Monday, September 29, 2014

I Can't Do Somber

As I wrote earlier here, I spent this past weekend remembering my Aunt Brenda.  The service was wonderful and right on the mark with everything she would have enjoyed.  My cousins did an amazing job of allowing family and friends to celebrate their mom.

I have a very close knit family.  When I think of my childhood, 90% of my memories include my extended family.  Even though we live in different cities and states we always pick up right where we left off at our last visit.  It is a very natural feeling being around so many people that I love and cherish.  For the longest time I thought everyone's family was this way.  However, I have come to find out that many of my friends don't know their cousins or interact with aunts and uncles the way I fortunately do.

At Aunt Brenda's funeral service on Saturday I sat next to her daughter, Teche.  Teche was my older sister when I was growing up.  She usually teamed up with my oldest brother to leave me behind when they wanted to go play without me.  But she also had some really cool toys that Aunt Brenda let me play with without Teche knowing so I feel like we are even.
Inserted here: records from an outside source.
PR #1719, opened 2022-03-12
Abstract Uniswap V2 Pool State Reading

nlordell:
This PR modifies the Uniswap pool fetching component to be abstract over some pool reading logic.

Specifically, the existing `PoolFetcher` is now generic over a `PoolReading` which implements the logic of actually reading the pool reserves on-chain.

Why? I'm glad you asked! We previously had initial Swapr pool support (a Uniswap V2 clone on Gnosis Chain) but had to disable it because it wasn't working as expected. Specifically, the Uniswap state reading logic **assumes a 0.3% fee**. This, however, is not true for Swapr pools (they default to 0.25% and can be modified by a special "owner" account). This means that we need to additionally read the current fee for Swapr pools on top of reading pool reserves and token balances.

In a follow up PR, I plan on introducing a `SwaprPoolReader` component that wraps a `DefaultPoolReader` and additionally fetches the current pool fee on-chain in the same batch call.

### Test Plan

This PR doesn't add or change functionality, just moves the Uniswap V2 pool state reading logic into its own component, so existing CI should be sufficient testing.


bh2smith (approved):
Great description and not a very invasive change. I notice that this merely adds the uniswap pool fetching and doesn't do much to reinstate swapr. Is it safe to assume this is being saved for later?

vkgnosis (approved):

crates/shared/src/sources/uniswap_v2/pool_fetching.rs
```diff
@@ -25,6 +29,16 @@ pub trait PoolFetching: Send + Sync {
...
 
+/// Trait for abstracting the on-chain reading logic for pool state.
+pub trait PoolReading: Send + Sync {
+    fn read_state(
+        &self,
+        pair: TokenPair,
+        batch: &mut Web3CallBatch,
+        block: BlockId,
+    ) -> BoxFuture<'_, Result<Option<Pool>>>;
+}
```
MartinquaXD, line 40: Is there a reason why this doesn't use `async_trait`? I think having that consistent across the code base would be nice.

MartinquaXD (approved):

crates/shared/src/sources/uniswap_v2/pool_fetching.rs
nlordell: Yes there is. Specifically, when making a "batched" fetching interface, you need to add Ehereum RPC request to the batch synchronously and then return a future that combines the result of those batched RPC requests into a `Result<Pool>`. If you use a `async_trait`, then the requests will only get added to the batch after the first poll.

I will add a comment explaining this.

PR #1720, opened 2022-03-12
Add Swapr-specific `PoolReading` Implementation

nlordell:
Follow up to #1719

This PR adds a Swapr-specific `PoolReading` implementation that wraps the exising `DefaultPoolReader` to additionally query AMM fees. This is required because:
- The fee defaults to something different than Uniswap (0.25% instead of 0.3%)
- Can be modified at any point in time by some DEX admin (so can't be read once and cached forever).

Note that this reader is still not being used. In order to hook it up to the current `PoolAggregator` that fetches all Uniswap-v2-like pools requires some additional refactoring that will come in a follow up PR.

### Test Plan

Added some unit tests around the logic for building a pool for its asynchronously fetched parts. Also added a manual ignore test:
```
% cargo test -p shared -- --ignored --nocapture fetch_swapr_pool
WETH <> wxDAI pool: Pool {
    tokens: TokenPair(
        0x6a023ccd1ff6f2045c3309768ead9e68f978f6e1,
        0xe91d153e0b41518a2ce8dd3d7944fa863463a97d,
    ),
    reserves: (
        379003626006978207230,
        979677523238372752737977,
    ),
    fee: Ratio {
        numer: 1,
        denom: 400,
    },
}
```

Notice that the fee is `1/400 = 0.0025 = 0.25% != 0.3%` 🎉.


crates/contracts/src/bin/vendor.rs
```diff
@@ -48,7 +48,7 @@ fn run() -> Result<()> {
         )?
         .github(
             "BalancerV2StablePoolFactory",
-            "balancer-labs/balancer-subgraph-v2/2b97edd5e65aed06718ce64a69111ccdabccf048/\
+            "balancer-labs/balancer-v2-monorepo/ad1442113b26ec22081c2047e2ec95355a7f12ba/\
```
nlordell, line 51: Unrelated change, but this just fixes an issue where the `vendor` script was failing because the URI to this artifact was wrong (accidentally introduced in https://github.com/gnosis/gp-v2-services/pull/1403).

crates/contracts/src/bin/vendor.rs
```diff
@@ -96,7 +96,7 @@ fn run() -> Result<()> {
         .github(
             "BalancerV2StablePool",
             "balancer-labs/balancer-subgraph-v2/2b97edd5e65aed06718ce64a69111ccdabccf048/\
-             pkg/deployments/tasks/20210624-stable-pool/abi/StablePool.json",
+             abis/StablePool.json",
```
nlordell, line 99: Same here.

crates/contracts/src/bin/vendor.rs
```diff
@@ -129,7 +129,12 @@ fn run() -> Result<()> {
         .github(
             "IZeroEx",
             "0xProject/protocol/c1177416f50c2465ee030dacc14ff996eebd4e74/\
-            packages/contract-artifacts/artifacts/IZeroEx.json",
+             packages/contract-artifacts/artifacts/IZeroEx.json",
+        )?
+        .github(
+            "ISwaprPair",
+            "levelkdev/dxswap-core/3511bab996096f9c9c9bc3af0d94222650fd1e40/\
+             build/IDXswapPair.json",
```
nlordell, line 137: Swapr is formally known as DXswap - so the naming is confusing 😵‍💫

crates/shared/src/sources/swapr/reader.rs
```diff
@@ -0,0 +1,134 @@
...
+use ethcontract::{errors::MethodError, BlockId};
+use futures::{future::BoxFuture, FutureExt as _};
+use model::TokenPair;
+use num::rational::Ratio;
+
+/// A specialized Uniswap-like pool reader for DXdao Swapr pools.
+///
+/// Specifically, Swapr pools have dynamic fees that need to be fetched with the
+/// pool state.
+pub struct SwaprPoolReader(DefaultPoolReader);
```
bh2smith, line 18: So the default pool reader is the one which also fetches fees. Makes sense because uniswap fees are permanently fixed to be 0.3%. Is that true? Would it be possible for the uni holders to vote to change the fees for a specific pool? I haven't actually checked, just wondering.

bh2smith (approved):

crates/shared/src/sources/swapr/reader.rs
nlordell: > So the default pool reader is the one which also fetches fees

No, only the `SwaprPoolReader` does. The default one doesn't have to because Uniswap pools have a fixed 0.3% fee.

> Would it be possible for the uni holders to vote to change the fees for a specific pool?

No, its a hard-coded value: 

https://github.com/Uniswap/v2-core/blob/4dd59067c76dea4a0e8e4bfdda41877a6b16dedc/contracts/UniswapV2Pair.sol#L180-L181

vkgnosis (approved):

PR #1721, opened 2022-03-12
Use Swapr-specific Pool Reader

nlordell:
Follow-up to #1719 and #1720 

This PR moves `dyn PoolFetching` initialization into each UniswapV2-like liquidity source module. Previously, each module only created their own `PairProvider` instances since they were liquidity-configuration-dependent (specifically, it depended on the factory address and init code hash which was different for each UniswapV2-like liquidity source). However, it turns out Swapr also has specific pool state fetching logic (see aforementioned PRs for more details), which means that each UniswapV2-like liquidity module **also** needs to be responsible for creating their own `dyn PoolFetching` instance (since the `PoolReading` implementation varies from liquidity source to liquidity source).

The end-result: Swapr liquidity works correctly now! It should no longer have a fixed fee of 0.3% and now read it from the block chain when fetching liquidity.

### Test Plan

CI and Rust type checker. The only "new logic" is that the Swapr `dyn PoolFetching` is created with `SwaprPoolReader` instead of a `DefaultPoolReader`. The existing manual test that fetched an on-chain Swapr pool was modified to use the module-level created `dyn PoolFetching`:

```
% cargo test -p shared -- --ignored --nocapture swapr
    Finished test [unoptimized + debuginfo] target(s) in 0.21s
     Running unittests (target/debug/deps/shared-25ec9fa0fee90af3)

running 1 test
WETH <> wxDAI pool: Pool {
    tokens: TokenPair(
        0x6a023ccd1ff6f2045c3309768ead9e68f978f6e1,
        0xe91d153e0b41518a2ce8dd3d7944fa863463a97d,
    ),
    reserves: (
        379042671808702239633,
        979576897975408422373175,
    ),
    fee: Ratio {
        numer: 1,
        denom: 400,
    },
}
test sources::swapr::reader::tests::fetch_swapr_pool ... ok
```

Note that this test still returns a on-chain fetched fee of 0.25% instead of defaulting to 0.3%

### Release Notes

Swapr liquidity can now be re-enabled on Gnosis Chain.

### DIFF
--- a/crates/e2e/tests/e2e/services.rs
+++ b/crates/e2e/tests/e2e/services.rs
@@ -116,7 +116,7 @@ impl OrderbookServices {
                 maximum_recent_block_age: 4,
                 ..Default::default()
             },
-            Box::new(PoolFetcher::uniswap(pair_provider, web3.clone())),
+            Arc::new(PoolFetcher::uniswap(pair_provider, web3.clone())),
             current_block_stream.clone(),
             Arc::new(NoopPoolCacheMetrics),
         )
--- a/crates/orderbook/src/main.rs
+++ b/crates/orderbook/src/main.rs
@@ -58,10 +58,7 @@ use shared::{
     sources::{
         self,
         balancer_v2::{pool_fetching::BalancerContracts, BalancerPoolFetcher},
-        uniswap_v2::{
-            pool_cache::PoolCache,
-            pool_fetching::{PoolFetcher, PoolFetching},
-        },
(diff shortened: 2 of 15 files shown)


vkgnosis (approved):

MartinquaXD (approved):
LGTM.
> This change makes Swapr liquidity work correctly now! It should no

This sentence in the PR description cuts off.

nlordell:
> This sentence in the PR description cuts off.

Oops 🙈! Updated the description to be more grammatically correct.

PR #1724, opened 2022-03-13
Change In-Flight Order Check To Be Pessimistic

nlordell:
This PR changes the in-flight order check to be pessimistic when it comes to in-flight partially fillable orders.

Specifically, it now filters out orders that are partially fillable and in flight **even if the order has a remaining amount to be filled**. This is in contrast to the optimistic approach it used to take where partially fillable orders would not be filtered out, meaning that a potentially invalid order was being passed to the solvers (where its maximum fillable amount was misrepresented). This will prevent partially fillable orders where only a portion was executed to be considered in the following batch even if it has some remaining amount (see issue https://github.com/gnosis/gp-v2-services/issues/1723).

### Test Plan

Adjusted unit test.


bh2smith (approved):
Nice and easy!

vkgnosis (approved):

PR #1725, opened 2022-03-13
Scale Partially Filled Limit Orders

nlordell:
This PR modifies the limit order converter to scale partially filled orders into the `LimitOrder` liquidity type. This uses the shared code for computing remaining amounts that was introduced in #1722.

### Test Plan

Added a unit test verifying partially filled orders get scaled.


vkgnosis (approved):

MartinquaXD (approved):
Code looks good.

I can't remember what Teche and I were talking about sitting in the pew waiting for the services to start but it had us in stitches laughing.  And we were trying to be quiet with our laughing because it was a funeral.  But then we started laughing harder because we were trying to keep it in.  And then it happened.

I snorted.  Loudly.
Which then made us REALLY lose it.  I was mortified.  Teche couldn't stop pointing and laughing.  It was a horrible circle of laughing really hard and trying to be quiet about it.

When the services were about to get started an announcement was made to please turn all cell phones on silent.  I thought they were also going to say "Teche and Julie ... please separate."